Material shown section start
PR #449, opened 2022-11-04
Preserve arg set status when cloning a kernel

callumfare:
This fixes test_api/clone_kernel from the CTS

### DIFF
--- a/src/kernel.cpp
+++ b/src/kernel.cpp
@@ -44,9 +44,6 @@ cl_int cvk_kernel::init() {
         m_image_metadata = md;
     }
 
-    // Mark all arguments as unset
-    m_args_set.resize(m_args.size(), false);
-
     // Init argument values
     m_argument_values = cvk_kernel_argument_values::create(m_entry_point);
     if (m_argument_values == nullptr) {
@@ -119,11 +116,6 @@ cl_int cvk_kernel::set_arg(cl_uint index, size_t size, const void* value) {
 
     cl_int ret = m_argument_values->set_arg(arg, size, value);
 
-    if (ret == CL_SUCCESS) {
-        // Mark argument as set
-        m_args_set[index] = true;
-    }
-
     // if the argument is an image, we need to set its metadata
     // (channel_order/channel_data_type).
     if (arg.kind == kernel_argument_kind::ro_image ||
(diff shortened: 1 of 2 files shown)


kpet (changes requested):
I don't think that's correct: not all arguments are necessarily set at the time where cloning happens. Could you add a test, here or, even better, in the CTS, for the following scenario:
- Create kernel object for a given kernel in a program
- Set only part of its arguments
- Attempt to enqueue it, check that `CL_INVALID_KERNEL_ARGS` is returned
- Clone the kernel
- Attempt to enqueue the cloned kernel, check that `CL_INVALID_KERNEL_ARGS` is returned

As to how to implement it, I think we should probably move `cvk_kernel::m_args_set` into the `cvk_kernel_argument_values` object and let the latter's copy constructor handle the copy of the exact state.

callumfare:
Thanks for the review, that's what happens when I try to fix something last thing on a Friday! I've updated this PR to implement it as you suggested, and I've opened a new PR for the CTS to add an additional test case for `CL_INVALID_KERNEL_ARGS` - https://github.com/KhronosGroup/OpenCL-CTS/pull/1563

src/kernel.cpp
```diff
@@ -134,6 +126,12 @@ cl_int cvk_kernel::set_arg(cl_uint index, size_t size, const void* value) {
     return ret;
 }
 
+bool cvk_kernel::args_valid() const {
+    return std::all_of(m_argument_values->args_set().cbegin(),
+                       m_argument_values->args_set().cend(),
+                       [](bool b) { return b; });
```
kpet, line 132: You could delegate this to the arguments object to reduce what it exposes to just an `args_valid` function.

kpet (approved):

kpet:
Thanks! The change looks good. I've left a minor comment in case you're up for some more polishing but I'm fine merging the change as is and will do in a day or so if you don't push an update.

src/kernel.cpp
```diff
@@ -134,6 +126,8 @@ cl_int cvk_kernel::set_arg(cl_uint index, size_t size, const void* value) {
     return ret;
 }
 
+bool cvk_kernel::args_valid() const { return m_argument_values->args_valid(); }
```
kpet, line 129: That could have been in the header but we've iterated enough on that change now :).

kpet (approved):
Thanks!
Material shown section end
◆ How to complete this task:
Transcribe each entry exactly as it appears.

◆ Output for this task:
PR #449, opened 2022-11-04
Preserve arg set status when cloning a kernel

callumfare:
This fixes test_api/clone_kernel from the CTS

### DIFF
--- a/src/kernel.cpp
+++ b/src/kernel.cpp
@@ -44,9 +44,6 @@ cl_int cvk_kernel::init() {
         m_image_metadata = md;
     }
 
-    // Mark all arguments as unset
-    m_args_set.resize(m_args.size(), false);
-
     // Init argument values
     m_argument_values = cvk_kernel_argument_values::create(m_entry_point);
     if (m_argument_values == nullptr) {
@@ -119,11 +116,6 @@ cl_int cvk_kernel::set_arg(cl_uint index, size_t size, const void* value) {
 
     cl_int ret = m_argument_values->set_arg(arg, size, value);
 
-    if (ret == CL_SUCCESS) {
-        // Mark argument as set
-        m_args_set[index] = true;
-    }
-
     // if the argument is an image, we need to set its metadata
     // (channel_order/channel_data_type).
     if (arg.kind == kernel_argument_kind::ro_image ||
(diff shortened: 1 of 2 files shown)


kpet (changes requested):
I don't think that's correct: not all arguments are necessarily set at the time where cloning happens. Could you add a test, here or, even better, in the CTS, for the following scenario:
- Create kernel object for a given kernel in a program
- Set only part of its arguments
- Attempt to enqueue it, check that `CL_INVALID_KERNEL_ARGS` is returned
- Clone the kernel
- Attempt to enqueue the cloned kernel, check that `CL_INVALID_KERNEL_ARGS` is returned

As to how to implement it, I think we should probably move `cvk_kernel::m_args_set` into the `cvk_kernel_argument_values` object and let the latter's copy constructor handle the copy of the exact state.

callumfare:
Thanks for the review, that's what happens when I try to fix something last thing on a Friday! I've updated this PR to implement it as you suggested, and I've opened a new PR for the CTS to add an additional test case for `CL_INVALID_KERNEL_ARGS` - https://github.com/KhronosGroup/OpenCL-CTS/pull/1563

src/kernel.cpp
```diff
@@ -134,6 +126,12 @@ cl_int cvk_kernel::set_arg(cl_uint index, size_t size, const void* value) {
     return ret;
 }
 
+bool cvk_kernel::args_valid() const {
+    return std::all_of(m_argument_values->args_set().cbegin(),
+                       m_argument_values->args_set().cend(),
+                       [](bool b) { return b; });
```
kpet, line 132: You could delegate this to the arguments object to reduce what it exposes to just an `args_valid` function.

kpet (approved):

kpet:
Thanks! The change looks good. I've left a minor comment in case you're up for some more polishing but I'm fine merging the change as is and will do in a day or so if you don't push an update.

src/kernel.cpp
```diff
@@ -134,6 +126,8 @@ cl_int cvk_kernel::set_arg(cl_uint index, size_t size, const void* value) {
     return ret;
 }
 
+bool cvk_kernel::args_valid() const { return m_argument_values->args_valid(); }
```
kpet, line 129: That could have been in the header but we've iterated enough on that change now :).

kpet (approved):
Thanks!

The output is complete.